Landau theory of helical Fermi liquids

Landau's phenomenological theory of Fermi liquids is a fundamental paradigm in many-body physics that has been remarkably successful in explaining the properties of a wide range of interacting fermion systems, such as liquid helium-3, nuclear matter, and electrons in metals. The d-dimensional boundaries of (d+1)-dimensional topological phases of matter such as quantum Hall systems and topological insulators provide new types of many-fermion systems that are topologically distinct from conventional d-dimensional many-fermion systems. We construct a phenomenological Landau theory for the two-dimensional helical Fermi liquid found on the surface of a three-dimensional time-reversal invariant topological insulator.
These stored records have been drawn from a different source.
PR #40958, opened 2019-12-11
@types/braintree webhooks

ACDR:
Braintree webhook testing types

Please fill in this template.

- [Y] Use a meaningful title for the pull request. Include the name of the package modified.
- [Y] Test the change in your own code. (Compile and run.)
- [Y] Add or edit tests to reflect the change. (Run with `npm test`.)
- [Y] Follow the advice from the [readme](https://github.com/DefinitelyTyped/DefinitelyTyped/blob/master/README.md#make-a-pull-request).
- [Y] Avoid [common mistakes](https://github.com/DefinitelyTyped/DefinitelyTyped/blob/master/README.md#common-mistakes).
- [Y] Run `npm run lint package-name` (or `tsc` if no `tslint.json` is present).

- [Y] Provide a URL to documentation or source code which provides context for the suggested changes: https://developers.braintreepayments.com/guides/webhooks/testing-go-live/node

- [N/A] If this PR brings the type definitions up to date with a new version of the JS library, update the version number in the header.

- [N/A] If you are making substantial changes, consider adding a `tslint.json` containing `{ "extends": "dtslint/dt.json" }`. If for reason the any rule need to be disabled, disable it for that line using `// tslint:disable-next-line [ruleName]` and not for whole package so that the need for disabling can be reviewed.

### DIFF
--- a/types/braintree/index.d.ts
+++ b/types/braintree/index.d.ts
@@ -838,6 +838,7 @@ declare namespace braintree {
 
     export class WebhookNotification {
         kind: WebhookNotificationKind;
+        timestamp: Date;
         subscription?: Subscription;
         merchantAccount?: MerchantAccount;
         transaction?: Transaction;
--- a/types/braintree/index.d.ts
+++ b/types/braintree/index.d.ts
@@ -1,7 +1,8 @@
 // Type definitions for braintree 2.20
 // Project: https://github.com/braintree/braintree_node
 // Definitions by: Sam Rubin <https://github.com/smrubin>,
-//                 Mohamed Elsharnouby <https://github.com/sharno>
+//                 Mohamed Elsharnouby <https://github.com/sharno>,
+//                 Aaron Rose <https://github.com/acdr>
 // Definitions: https://github.com/DefinitelyTyped/DefinitelyTyped
 // TypeScript Version: 3.6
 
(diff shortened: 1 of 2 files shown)


types/braintree/index.d.ts
```diff
@@ -816,6 +827,55 @@ declare namespace braintree {
...
+    /**
+     * Webhooks
+     */
+
+    export class SampleNotification {
+        bt_signature: string;
+        bt_payload: string;
+    }
+
+    export class WebhookNotification {
```
smrubin: Looks like `timestamp` is part of the WebhookNotification as well, can we add it here? https://developers.braintreepayments.com/reference/general/webhooks/overview

types/braintree/index.d.ts
```diff
@@ -816,6 +827,55 @@ declare namespace braintree {
...
+        kind: WebhookNotificationKind;
+        subscription?: Subscription;
+        merchantAccount?: MerchantAccount;
+        transaction?: Transaction;
+        dispute?: Dispute;
```
smrubin: Looks like there are some additional kinds of webhook notifications as well that yield additional attributes (https://developers.braintreepayments.com/reference/general/webhooks/overview#notification-kinds). Think this PR is a great start to implementing webhooks though, so it shouldn't be a blocker. Feel free to submit another PR for those if you're up for it!

smrubin (changes requested):
@ACDR Looks good and thanks for working on the webhooks (and not to mention adding types for the testing). I'm only requesting changes to add the `timestamp` field to the `WebhookNotification` class. After that change, should be good to ship.

smrubin (approved):
Thanks @ACDR!

orta:
👍

PR #40961, opened 2019-12-11
[@types/react]Dispatch in useReducer could accept 0 arguments

dancerphil:
Please fill in this template.

- [x] Provide a URL to documentation or source code which provides context for the suggested changes: https://gist.github.com/dancerphil/86dee843b1b9bbebfb4a5bb3f138dd5f

### DIFF
--- a/types/react/index.d.ts
+++ b/types/react/index.d.ts
@@ -900,7 +900,8 @@ declare namespace React {
     // overload where dispatch could accept 0 arguments.
     function useReducer<R extends ReducerWithoutAction<any>>(
         reducer: R,
-        initializerArg: ReducerStateWithoutAction<R>
+        initializerArg: ReducerStateWithoutAction<R>,
+        initializer?: undefined
     ): [ReducerStateWithoutAction<R>, DispatchWithoutAction];
     /**
      * An alternative to `useState`.
--- a/types/react/index.d.ts
+++ b/types/react/index.d.ts
@@ -21,6 +21,7 @@
 //                 Kanitkorn Sujautra <https://github.com/lukyth>
 //                 Sebastian Silbermann <https://github.com/eps1lon>
 //                 Kyle Scully <https://github.com/zieka>
+//                 Cong Zhang <https://github.com/dancerphil>
 // Definitions: https://github.com/DefinitelyTyped/DefinitelyTyped
 // TypeScript Version: 2.8
 
@@ -821,7 +822,8 @@ declare namespace React {
     type SetStateAction<S> = S | ((prevState: S) => S);
     // this technically does accept a second argument, but it's already under a deprecation warning
     // and it's not even released so probably better to not define it.
-    type Dispatch<A> = (value: A) => void;
+    // Since action _can_ be undefined, dispatch may be called without any parameters.
+    type Dispatch<A> = (value?: A) => void;
     // Unlike redux, the actions _can_ be anything
     type Reducer<S, A> = (prevState: S, action: A) => S;
     // types used to try and prevent the compiler from reducing S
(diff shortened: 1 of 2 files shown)


types/react/test/hooks.tsx
```diff
@@ -158,6 +160,7 @@ function useEveryHook(ref: React.Ref<{ id: number }>|undefined): () => boolean {
     }, []);
     React.useEffect(() => {
         dispatch({ type: 'getOlder' });
```
eps1lon: I think this dispatch would now also allow zero arguments. Since this is the most common use case it should be fully supported instead of a nichè case. 

I think we need an overload to make zero-arguments dispatch safe.

eps1lon (changes requested):

types/react/test/hooks.tsx
dancerphil: Any idea how to implement the overload?

eps1lon: I haven't put any thought into it. As I said it's a very rare use case. Maybe dispatch `undefined` explicitly?

ferdaber: The dispatch type is reliant on the reducer, so if the reducer is 1-ary, then the dispatch necessarily needs to be 0-ary, @dancerphil you can start with that.

dancerphil: Thank a lot, i am working on it: https://gist.github.com/dancerphil/060d5aeca3c47be2e5d9ba368796b43f

I fully agree that we should not allow both defined and undefined values.

dancerphil:
@eps1lon Hello, would you like review this PR again?

eps1lon (approved):
This looks good, thanks!

types/react/index.d.ts
```diff
@@ -864,6 +871,38 @@ declare namespace React {
...
+     * updates because you can pass `dispatch` down instead of callbacks.
+     *
+     * @version 16.8.0
+     * @see https://reactjs.org/docs/hooks-reference.html#usereducer
+     */
+    // overload where dispatch could accept 0 arguments.
+    function useReducer<R extends ReducerWithoutAction<any>>(
+        reducer: R,
+        initializerArg: ReducerStateWithoutAction<R>,
+        initializer?: undefined
```
ferdaber: Should this just be omitted?

dancerphil: You mean this line?

I just follow the similar line [here](https://github.com/DefinitelyTyped/DefinitelyTyped/blob/master/types/react/index.d.ts#L924).

Looks it can be omitted. I'm not quite sure.

dancerphil: Tell me if you are sure about this.

dancerphil: I have test it. It passed.

ferdaber: ughhh I remember talking to Jessica about this, and I think it was necessary at the time...? It may be fixed now but honestly I'd rather just keep it consistent, so you can keep it the way it was before.

ferdaber (approved):
Thanks for contributing!

DanielRosenwasser:
Thank you!

dancerphil:
Thanks you! @eps1lon @ferdaber @DanielRosenwasser 

Also thanks for the help of my friends, @LeuisKen, @yuxuan, @NullMDR

billyjanitsch:
@dancerphil @ferdaber it looks like this PR broke the following use case:

```js
const reducer = (state: Set<number>, action: number): Set<number> => state
React.useReducer(reducer, undefined, () => new Set())
```

This code now yields this error:

```
  The last overload gave the following error.
    Argument of type 'undefined' is not assignable to parameter of type 'Set<number>'.ts(2769)
```

Reverting to `@types/react@16.9.16` fixes the issue.

dancerphil:
@billyjanitsch OK, I will check this.

If I can solve this, I will raise another PR and mention you.

PR #40966, opened 2019-12-11
[@types/ioredis] hgetall returns object

massivefermion:
changed type of hgetall result from string[] to object

### DIFF
--- a/types/ioredis/index.d.ts
+++ b/types/ioredis/index.d.ts
@@ -323,8 +323,8 @@ declare namespace IORedis {
         hvals(key: KeyType, callback: (err: Error, res: string[]) => void): void;
         hvals(key: KeyType): Promise<string[]>;
 
-        hgetall(key: KeyType, callback: (err: Error, res: object) => void): void;
-        hgetall(key: KeyType): Promise<object>;
+        hgetall(key: KeyType, callback: (err: Error, res: { [key: string]: string | number }) => void): void;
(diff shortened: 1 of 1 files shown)


types/ioredis/index.d.ts
```diff
@@ -323,8 +323,8 @@ declare namespace IORedis {
         hvals(key: KeyType, callback: (err: Error, res: string[]) => void): void;
         hvals(key: KeyType): Promise<string[]>;
```
SimonSchick: That should be `{ [key: string]: string | number }` iirc

MassiveFermion: fixed it

SimonSchick (approved):

orta:
Cool, looks good to me

demian85:
Can someone please explain this commit: https://github.com/DefinitelyTyped/DefinitelyTyped/pull/40966/commits/f3e255236d34ab03de32dd3581c0737575955311

Why does `hgetall` return `string | number`? Redis stores all its data as strings, it just makes no sense for a key to have a number type. It is breaking my types. Did anyone validate this before approving such thing?

types/ioredis/index.d.ts
demian85: This is completely wrong. Should I create another pull request fixing an already merged pull request?

SimonSchick: No you would open a new one.
My bad for suggesting the wrong type here, got it mixed up with something else.

PR #40968, opened 2019-12-11
[@types/react-native] WebSocket

SychevSP:
Added type declaration for WebSocket

### DIFF
--- a/types/react-native/globals.d.ts
+++ b/types/react-native/globals.d.ts
@@ -296,5 +296,12 @@ interface WebSocket extends EventTarget {
 
 declare var WebSocket: {
     prototype: WebSocket;
-    new (uri: string, protocols?: string | string[], options?: {headers: {[headerName: string]: string}}): WebSocket;
+    new (
+        uri: string,
+        protocols?: string | string[] | null,
+        options?: {
+            headers: {[headerName: string]: string};
+            [optionName: string]: any;
+        } | null,
+    ): WebSocket;
 };
--- a/types/react-native/globals.d.ts
+++ b/types/react-native/globals.d.ts
@@ -274,7 +274,7 @@ declare class URLSearchParams {
 }
 
 interface WebSocketMessageEvent extends Event {
-    data?: unknown;
+    data?: any;
 }
 interface WebSocketErrorEvent extends Event {
     message: string;
@@ -286,7 +286,7 @@ interface WebSocketCloseEvent extends Event {
 
 interface WebSocket extends EventTarget {
     readonly readyState: number;
-    send(data?: any): void;
+    send(data: string | ArrayBuffer | ArrayBufferView | Blob): void;
     close(code?: number, reason?: string): void;
     onopen: (() => void) | null;
     onmessage: ((event: WebSocketMessageEvent) => void) | null;
--- a/types/react-native/globals.d.ts
+++ b/types/react-native/globals.d.ts
@@ -272,3 +272,29 @@ declare class URLSearchParams {
     keys(): IterableIterator<string>;
     values(): IterableIterator<string>;
 }
+
+interface WebSocketMessageEvent extends Event {
+    data?: unknown;
+}
+interface WebSocketErrorEvent extends Event {
+    message: string;
+}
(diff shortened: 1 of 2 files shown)


types/react-native/globals.d.ts
```diff
@@ -272,3 +272,29 @@ declare class URLSearchParams {
     keys(): IterableIterator<string>;
     values(): IterableIterator<string>;
 }
+
+interface WebSocketMessageEvent extends Event {
+    data?: any;
```
alloy: Should this perhaps be `unknown` nowadays?

alloy (changes requested):
Can you please provide links to docs/source to be able to review these additions?

SychevSP:
> Can you please provide links to docs/source to be able to review these additions?

To make these changes I used three sources:
1) Usage of WebSockets in my own RN project
2) React Native documentation
3) Flow types in React Native on GitHub

The overview of the API is in React Native documentation: 
https://facebook.github.io/react-native/docs/network#websocket-support

A more detailed description is on GitHub:
readyState is a number: 
https://github.com/facebook/react-native/blob/a62062f3c0171fb16b8ce761ce0934a4de4d296c/Libraries/WebSocket/WebSocket.js#L82

types for the send method:
https://github.com/facebook/react-native/blob/a62062f3c0171fb16b8ce761ce0934a4de4d296c/Libraries/WebSocket/WebSocket.js#L166

types for the close method:
https://github.com/facebook/react-native/blob/a62062f3c0171fb16b8ce761ce0934a4de4d296c/Libraries/WebSocket/WebSocket.js#L157

All the onX events:
https://github.com/facebook/react-native/blob/a62062f3c0171fb16b8ce761ce0934a4de4d296c/Libraries/WebSocket/WebSocket.js#L217

Constructor:
https://github.com/facebook/react-native/blob/a62062f3c0171fb16b8ce761ce0934a4de4d296c/Libraries/WebSocket/WebSocket.js#L85

types/react-native/globals.d.ts
SychevSP: I will fix it in a new commit

SychevSP: Changing from 'any' to 'unknown' requires TypeScript 3.0. The tslint configuration of the package requires TypeScript 2.9
To use unknown type I would have to specify TypeScript 3.0 for the whole file globals.d.ts.
I thought it may be a breaking change so did not do it

alloy: Makes sense 👍

types/react-native/globals.d.ts
```diff
@@ -272,3 +272,29 @@ declare class URLSearchParams {
...
+    close(code?: number, reason?: string): void;
+    onopen: (() => void) | null;
+    onmessage: ((event: WebSocketMessageEvent) => void) | null;
+    onerror: ((event: WebSocketErrorEvent) => void) | null;
+    onclose: ((event: WebSocketCloseEvent) => void) | null;
+}
+
+declare var WebSocket: {
+    prototype: WebSocket;
+    new (uri: string, protocols?: string | string[], options?: {headers: {[headerName: string]: string}}): WebSocket;
```
alloy: In Flow, a question mark to the left of a type identifier means it can be `undefined` (optional) or `null`. The `options` object has optional keys and should allow for more keys than the few it hints at.

```suggestion
    new (uri: string, protocols?: string | string[] | null, options?: { headers?: { options?: string, [key: string]: any }, [key: string]: any } | null): WebSocket;
```

alloy (changes requested):
Why is `WebSocket` not defined as a `class`?

types/react-native/globals.d.ts
SychevSP: Declaring WebSocket as a class works too.
I used type merging (interface + var) instead of class because this pattern is used all over this type declaration file. For example XMLHttpRequest and Headers are defined in this way.

Added optional keys to options. Allowed protocols and options to be null.

alloy: Fair enough; still, thanks for updating!

alloy:
Great, thanks for bearing with me! 🙏

PR #40973, opened 2019-12-11
[expect-puppeteer]: Added "default options" functions

minusfive:
Please fill in this template.

  - https://github.com/smooth-code/jest-puppeteer/tree/master/packages/expect-puppeteer#configure-default-options
  - https://github.com/smooth-code/jest-puppeteer/blob/master/packages/expect-puppeteer/src/options.js
  - https://github.com/smooth-code/jest-puppeteer/commits/master/packages/expect-puppeteer/src/options.js

---

This PR adds missing definitions for [`expect-puppeteer`](https://github.com/smooth-code/jest-puppeteer/tree/master/packages/expect-puppeteer#configure-default-options)'s default options configuration functions.

### DIFF
--- a/types/expect-puppeteer/index.d.ts
+++ b/types/expect-puppeteer/index.d.ts
@@ -67,4 +67,11 @@ declare global {
 }
 
 declare function expectPuppeteer(instance: ElementHandle | Page): ExpectPuppeteer;
-export = expectPuppeteer;
+
+interface ExpectDefaultOptions extends ExpectToClickOptions, ExpectTimingActions {}
+declare function defaultOptions(options: ExpectDefaultOptions): ExpectDefaultOptions;
+declare function setDefaultOptions(options: ExpectDefaultOptions): void;
+declare function getDefaultOptions(): ExpectDefaultOptions;
+
+export default expectPuppeteer;
+export { defaultOptions, setDefaultOptions, getDefaultOptions };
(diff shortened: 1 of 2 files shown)


minusfive:
Ping @gregberge in case you want to review?

tkrotoff (changes requested):
.

tkrotoff (approved):
Nice!

orta:
I'm a little worried about the change for: `export = expectPuppeteer` to `export default expectPuppeteer;` - which will break builds for imports. 

Are you sure that's what you want to do?

minusfive:
@orta right. I'm used to most projects nowadays automatically handling conversion from CJS to ESM. Since TS only allows 1 "=" export, I'm not clear on how to do it, but will dig into it. Perhaps as keys of the parent interface? Will update PR as soon as I'm back at comp.

types/expect-puppeteer/index.d.ts
```diff
@@ -67,4 +67,11 @@ declare global {
...
 
 declare function expectPuppeteer(instance: ElementHandle | Page): ExpectPuppeteer;
-export = expectPuppeteer;
+
+interface ExpectDefaultOptions extends ExpectToClickOptions, ExpectTimingActions {}
+declare function defaultOptions(options: ExpectDefaultOptions): ExpectDefaultOptions;
+declare function setDefaultOptions(options: ExpectDefaultOptions): void;
+declare function getDefaultOptions(): ExpectDefaultOptions;
+
+export default expectPuppeteer;
```
DanielRosenwasser: This package was declared using `module.exports = ...` or some variant. It should be declared with an `export = ...` like one of the following:

### Variables

```ts
declare var xyz: SomeType;

export = xyz;
```

### Classes

```ts
class Foo {
  // ...
}

export = Foo
```

### Functions

```ts
function foo(): any;

export = foo;
```

```ts
import foo = require("foo");
```

DanielRosenwasser (changes requested):

PR #40978, opened 2019-12-11
Update status badges

sandersn:
Point to dev.azure.com/DefinitelyTyped instead of /Microsoft. These repos are now part of the DefinitelyTyped org.


sandersn:
Manual inspection of the badges in the diff looks good.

In the presence of rotation symmetry, interactions between quasiparticles are described by ten independent Landau parameters per angular momentum channel, by contrast with the two (symmetric and antisymmetric) Landau parameters for a conventional spin-degenerate Fermi liquid. We then project quasiparticle states onto the Fermi surface and obtain an effectively spinless, projected Landau theory with a single projected Landau parameter per angular momentum channel that captures the spin-momentum locking or nontrivial Berry phase of the Fermi surface. As a result of this nontrivial Berry phase, projection to the Fermi surface can increase or lower the angular momentum of the quasiparticle interactions. We derive equilibrium properties, criteria for Fermi surface instabilities, and collective mode dispersions in terms of the projected Landau parameters. We briefly discuss experimental means of measuring projected Landau parameters.